#### Your objective:
Output all the data below verbatim.

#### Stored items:
%%
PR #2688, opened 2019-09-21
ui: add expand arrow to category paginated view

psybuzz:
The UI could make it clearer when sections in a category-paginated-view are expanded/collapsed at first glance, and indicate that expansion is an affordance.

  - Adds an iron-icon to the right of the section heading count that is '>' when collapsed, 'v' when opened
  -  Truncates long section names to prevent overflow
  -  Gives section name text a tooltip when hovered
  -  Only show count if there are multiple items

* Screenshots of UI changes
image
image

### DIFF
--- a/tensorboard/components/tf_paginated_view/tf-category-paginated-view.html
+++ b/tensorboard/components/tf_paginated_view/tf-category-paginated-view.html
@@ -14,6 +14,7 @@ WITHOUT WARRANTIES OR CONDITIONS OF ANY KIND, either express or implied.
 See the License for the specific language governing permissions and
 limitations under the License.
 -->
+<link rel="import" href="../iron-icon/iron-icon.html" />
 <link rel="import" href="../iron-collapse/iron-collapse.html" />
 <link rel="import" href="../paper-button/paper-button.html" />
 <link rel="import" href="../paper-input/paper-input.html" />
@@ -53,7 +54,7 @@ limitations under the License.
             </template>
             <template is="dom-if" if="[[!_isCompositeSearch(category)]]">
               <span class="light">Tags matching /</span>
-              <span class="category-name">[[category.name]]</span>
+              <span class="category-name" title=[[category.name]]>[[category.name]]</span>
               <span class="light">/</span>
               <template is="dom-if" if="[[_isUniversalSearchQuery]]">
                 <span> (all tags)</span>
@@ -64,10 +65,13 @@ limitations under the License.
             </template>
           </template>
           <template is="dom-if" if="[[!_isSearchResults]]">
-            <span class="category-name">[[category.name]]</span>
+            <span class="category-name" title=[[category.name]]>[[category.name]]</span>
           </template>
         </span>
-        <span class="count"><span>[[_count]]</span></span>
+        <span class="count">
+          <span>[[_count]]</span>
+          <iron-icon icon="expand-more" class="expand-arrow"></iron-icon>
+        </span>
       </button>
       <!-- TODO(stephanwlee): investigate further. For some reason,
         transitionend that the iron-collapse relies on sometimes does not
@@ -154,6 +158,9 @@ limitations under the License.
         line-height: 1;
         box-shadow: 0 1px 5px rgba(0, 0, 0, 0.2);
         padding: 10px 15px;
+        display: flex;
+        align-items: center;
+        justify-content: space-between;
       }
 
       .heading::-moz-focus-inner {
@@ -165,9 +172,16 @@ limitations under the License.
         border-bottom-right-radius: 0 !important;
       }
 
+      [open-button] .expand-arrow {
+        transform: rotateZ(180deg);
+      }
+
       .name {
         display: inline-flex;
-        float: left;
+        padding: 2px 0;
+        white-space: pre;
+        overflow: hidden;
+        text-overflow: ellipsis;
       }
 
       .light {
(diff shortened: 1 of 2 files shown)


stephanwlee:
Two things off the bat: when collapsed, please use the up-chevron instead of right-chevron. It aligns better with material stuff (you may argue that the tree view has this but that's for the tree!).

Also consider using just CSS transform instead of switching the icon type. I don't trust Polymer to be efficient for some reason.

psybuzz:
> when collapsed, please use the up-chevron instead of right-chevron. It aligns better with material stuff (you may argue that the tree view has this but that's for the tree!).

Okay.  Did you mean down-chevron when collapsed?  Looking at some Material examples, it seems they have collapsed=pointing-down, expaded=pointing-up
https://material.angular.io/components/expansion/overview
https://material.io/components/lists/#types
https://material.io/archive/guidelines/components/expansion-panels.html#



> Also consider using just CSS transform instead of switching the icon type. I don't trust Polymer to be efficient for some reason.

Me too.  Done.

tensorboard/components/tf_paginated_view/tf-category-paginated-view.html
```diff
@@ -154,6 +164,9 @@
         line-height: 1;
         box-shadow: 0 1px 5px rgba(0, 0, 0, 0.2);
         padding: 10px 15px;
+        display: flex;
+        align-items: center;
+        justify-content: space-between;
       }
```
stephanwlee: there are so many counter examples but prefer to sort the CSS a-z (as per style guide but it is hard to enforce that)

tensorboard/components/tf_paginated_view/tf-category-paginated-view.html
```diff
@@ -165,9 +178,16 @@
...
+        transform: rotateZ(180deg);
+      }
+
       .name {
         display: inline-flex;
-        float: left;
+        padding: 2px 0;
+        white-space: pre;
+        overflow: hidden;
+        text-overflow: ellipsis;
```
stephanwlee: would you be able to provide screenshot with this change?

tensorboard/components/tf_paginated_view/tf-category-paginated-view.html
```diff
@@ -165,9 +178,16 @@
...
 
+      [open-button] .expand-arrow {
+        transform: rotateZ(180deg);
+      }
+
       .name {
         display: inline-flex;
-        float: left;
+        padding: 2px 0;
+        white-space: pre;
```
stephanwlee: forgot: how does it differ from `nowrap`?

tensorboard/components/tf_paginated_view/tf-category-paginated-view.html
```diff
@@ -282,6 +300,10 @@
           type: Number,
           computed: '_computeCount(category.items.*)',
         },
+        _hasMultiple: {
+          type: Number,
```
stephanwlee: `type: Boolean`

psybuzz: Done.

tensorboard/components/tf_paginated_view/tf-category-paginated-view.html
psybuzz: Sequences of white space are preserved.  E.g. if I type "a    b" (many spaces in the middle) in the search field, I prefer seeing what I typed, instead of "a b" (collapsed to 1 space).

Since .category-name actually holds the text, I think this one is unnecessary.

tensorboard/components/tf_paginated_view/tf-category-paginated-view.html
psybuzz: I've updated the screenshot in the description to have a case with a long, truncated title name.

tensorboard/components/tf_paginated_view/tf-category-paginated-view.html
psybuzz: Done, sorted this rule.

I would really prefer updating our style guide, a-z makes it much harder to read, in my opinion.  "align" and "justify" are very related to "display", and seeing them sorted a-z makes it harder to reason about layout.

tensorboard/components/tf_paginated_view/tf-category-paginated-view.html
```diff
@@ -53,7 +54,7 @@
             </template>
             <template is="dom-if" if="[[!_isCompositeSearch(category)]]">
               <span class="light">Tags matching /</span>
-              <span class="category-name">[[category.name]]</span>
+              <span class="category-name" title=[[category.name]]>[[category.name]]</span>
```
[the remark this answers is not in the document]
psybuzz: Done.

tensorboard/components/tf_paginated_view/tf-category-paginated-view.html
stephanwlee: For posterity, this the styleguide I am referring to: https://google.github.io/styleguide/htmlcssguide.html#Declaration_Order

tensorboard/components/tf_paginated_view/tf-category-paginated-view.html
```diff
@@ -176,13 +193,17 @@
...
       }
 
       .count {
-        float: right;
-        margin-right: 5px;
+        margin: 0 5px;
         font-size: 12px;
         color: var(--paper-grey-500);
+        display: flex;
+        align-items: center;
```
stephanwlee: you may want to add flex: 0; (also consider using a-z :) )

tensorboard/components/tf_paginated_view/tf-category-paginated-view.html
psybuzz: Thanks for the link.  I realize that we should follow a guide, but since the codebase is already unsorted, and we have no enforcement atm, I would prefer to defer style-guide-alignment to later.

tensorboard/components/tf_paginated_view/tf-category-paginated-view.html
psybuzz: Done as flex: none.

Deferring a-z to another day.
%%
#### Solved problem:
PR #2688, opened 2019-09-21
ui: add expand arrow to category paginated view

psybuzz:
The UI could make it clearer when sections in a category-paginated-view are expanded/collapsed at first glance, and indicate that expansion is an affordance.

  - Adds an iron-icon to the right of the section heading count that is '>' when collapsed, 'v' when opened
  -  Truncates long section names to prevent overflow
  -  Gives section name text a tooltip when hovered
  -  Only show count if there are multiple items

* Screenshots of UI changes
image
image

### DIFF
--- a/tensorboard/components/tf_paginated_view/tf-category-paginated-view.html
+++ b/tensorboard/components/tf_paginated_view/tf-category-paginated-view.html
@@ -14,6 +14,7 @@ WITHOUT WARRANTIES OR CONDITIONS OF ANY KIND, either express or implied.
 See the License for the specific language governing permissions and
 limitations under the License.
 -->
+<link rel="import" href="../iron-icon/iron-icon.html" />
 <link rel="import" href="../iron-collapse/iron-collapse.html" />
 <link rel="import" href="../paper-button/paper-button.html" />
 <link rel="import" href="../paper-input/paper-input.html" />
@@ -53,7 +54,7 @@ limitations under the License.
             </template>
             <template is="dom-if" if="[[!_isCompositeSearch(category)]]">
               <span class="light">Tags matching /</span>
-              <span class="category-name">[[category.name]]</span>
+              <span class="category-name" title=[[category.name]]>[[category.name]]</span>
               <span class="light">/</span>
               <template is="dom-if" if="[[_isUniversalSearchQuery]]">
                 <span> (all tags)</span>
@@ -64,10 +65,13 @@ limitations under the License.
             </template>
           </template>
           <template is="dom-if" if="[[!_isSearchResults]]">
-            <span class="category-name">[[category.name]]</span>
+            <span class="category-name" title=[[category.name]]>[[category.name]]</span>
           </template>
         </span>
-        <span class="count"><span>[[_count]]</span></span>
+        <span class="count">
+          <span>[[_count]]</span>
+          <iron-icon icon="expand-more" class="expand-arrow"></iron-icon>
+        </span>
       </button>
       <!-- TODO(stephanwlee): investigate further. For some reason,
         transitionend that the iron-collapse relies on sometimes does not
@@ -154,6 +158,9 @@ limitations under the License.
         line-height: 1;
         box-shadow: 0 1px 5px rgba(0, 0, 0, 0.2);
         padding: 10px 15px;
+        display: flex;
+        align-items: center;
+        justify-content: space-between;
       }
 
       .heading::-moz-focus-inner {
@@ -165,9 +172,16 @@ limitations under the License.
         border-bottom-right-radius: 0 !important;
       }
 
+      [open-button] .expand-arrow {
+        transform: rotateZ(180deg);
+      }
+
       .name {
         display: inline-flex;
-        float: left;
+        padding: 2px 0;
+        white-space: pre;
+        overflow: hidden;
+        text-overflow: ellipsis;
       }
 
       .light {
(diff shortened: 1 of 2 files shown)


stephanwlee:
Two things off the bat: when collapsed, please use the up-chevron instead of right-chevron. It aligns better with material stuff (you may argue that the tree view has this but that's for the tree!).

Also consider using just CSS transform instead of switching the icon type. I don't trust Polymer to be efficient for some reason.

psybuzz:
> when collapsed, please use the up-chevron instead of right-chevron. It aligns better with material stuff (you may argue that the tree view has this but that's for the tree!).

Okay.  Did you mean down-chevron when collapsed?  Looking at some Material examples, it seems they have collapsed=pointing-down, expaded=pointing-up
https://material.angular.io/components/expansion/overview
https://material.io/components/lists/#types
https://material.io/archive/guidelines/components/expansion-panels.html#



> Also consider using just CSS transform instead of switching the icon type. I don't trust Polymer to be efficient for some reason.

Me too.  Done.

tensorboard/components/tf_paginated_view/tf-category-paginated-view.html
```diff
@@ -154,6 +164,9 @@
         line-height: 1;
         box-shadow: 0 1px 5px rgba(0, 0, 0, 0.2);
         padding: 10px 15px;
+        display: flex;
+        align-items: center;
+        justify-content: space-between;
       }
```
stephanwlee: there are so many counter examples but prefer to sort the CSS a-z (as per style guide but it is hard to enforce that)

tensorboard/components/tf_paginated_view/tf-category-paginated-view.html
```diff
@@ -165,9 +178,16 @@
...
+        transform: rotateZ(180deg);
+      }
+
       .name {
         display: inline-flex;
-        float: left;
+        padding: 2px 0;
+        white-space: pre;
+        overflow: hidden;
+        text-overflow: ellipsis;
```
stephanwlee: would you be able to provide screenshot with this change?

tensorboard/components/tf_paginated_view/tf-category-paginated-view.html
```diff
@@ -165,9 +178,16 @@
...
 
+      [open-button] .expand-arrow {
+        transform: rotateZ(180deg);
+      }
+
       .name {
         display: inline-flex;
-        float: left;
+        padding: 2px 0;
+        white-space: pre;
```
stephanwlee: forgot: how does it differ from `nowrap`?

tensorboard/components/tf_paginated_view/tf-category-paginated-view.html
```diff
@@ -282,6 +300,10 @@
           type: Number,
           computed: '_computeCount(category.items.*)',
         },
+        _hasMultiple: {
+          type: Number,
```
stephanwlee: `type: Boolean`

psybuzz: Done.

tensorboard/components/tf_paginated_view/tf-category-paginated-view.html
psybuzz: Sequences of white space are preserved.  E.g. if I type "a    b" (many spaces in the middle) in the search field, I prefer seeing what I typed, instead of "a b" (collapsed to 1 space).

Since .category-name actually holds the text, I think this one is unnecessary.

tensorboard/components/tf_paginated_view/tf-category-paginated-view.html
psybuzz: I've updated the screenshot in the description to have a case with a long, truncated title name.

tensorboard/components/tf_paginated_view/tf-category-paginated-view.html
psybuzz: Done, sorted this rule.

I would really prefer updating our style guide, a-z makes it much harder to read, in my opinion.  "align" and "justify" are very related to "display", and seeing them sorted a-z makes it harder to reason about layout.

tensorboard/components/tf_paginated_view/tf-category-paginated-view.html
```diff
@@ -53,7 +54,7 @@
             </template>
             <template is="dom-if" if="[[!_isCompositeSearch(category)]]">
               <span class="light">Tags matching /</span>
-              <span class="category-name">[[category.name]]</span>
+              <span class="category-name" title=[[category.name]]>[[category.name]]</span>
```
[the remark this answers is not in the document]
psybuzz: Done.

tensorboard/components/tf_paginated_view/tf-category-paginated-view.html
stephanwlee: For posterity, this the styleguide I am referring to: https://google.github.io/styleguide/htmlcssguide.html#Declaration_Order

tensorboard/components/tf_paginated_view/tf-category-paginated-view.html
```diff
@@ -176,13 +193,17 @@
...
       }
 
       .count {
-        float: right;
-        margin-right: 5px;
+        margin: 0 5px;
         font-size: 12px;
         color: var(--paper-grey-500);
+        display: flex;
+        align-items: center;
```
stephanwlee: you may want to add flex: 0; (also consider using a-z :) )

tensorboard/components/tf_paginated_view/tf-category-paginated-view.html
psybuzz: Thanks for the link.  I realize that we should follow a guide, but since the codebase is already unsorted, and we have no enforcement atm, I would prefer to defer style-guide-alignment to later.

tensorboard/components/tf_paginated_view/tf-category-paginated-view.html
psybuzz: Done as flex: none.

Deferring a-z to another day.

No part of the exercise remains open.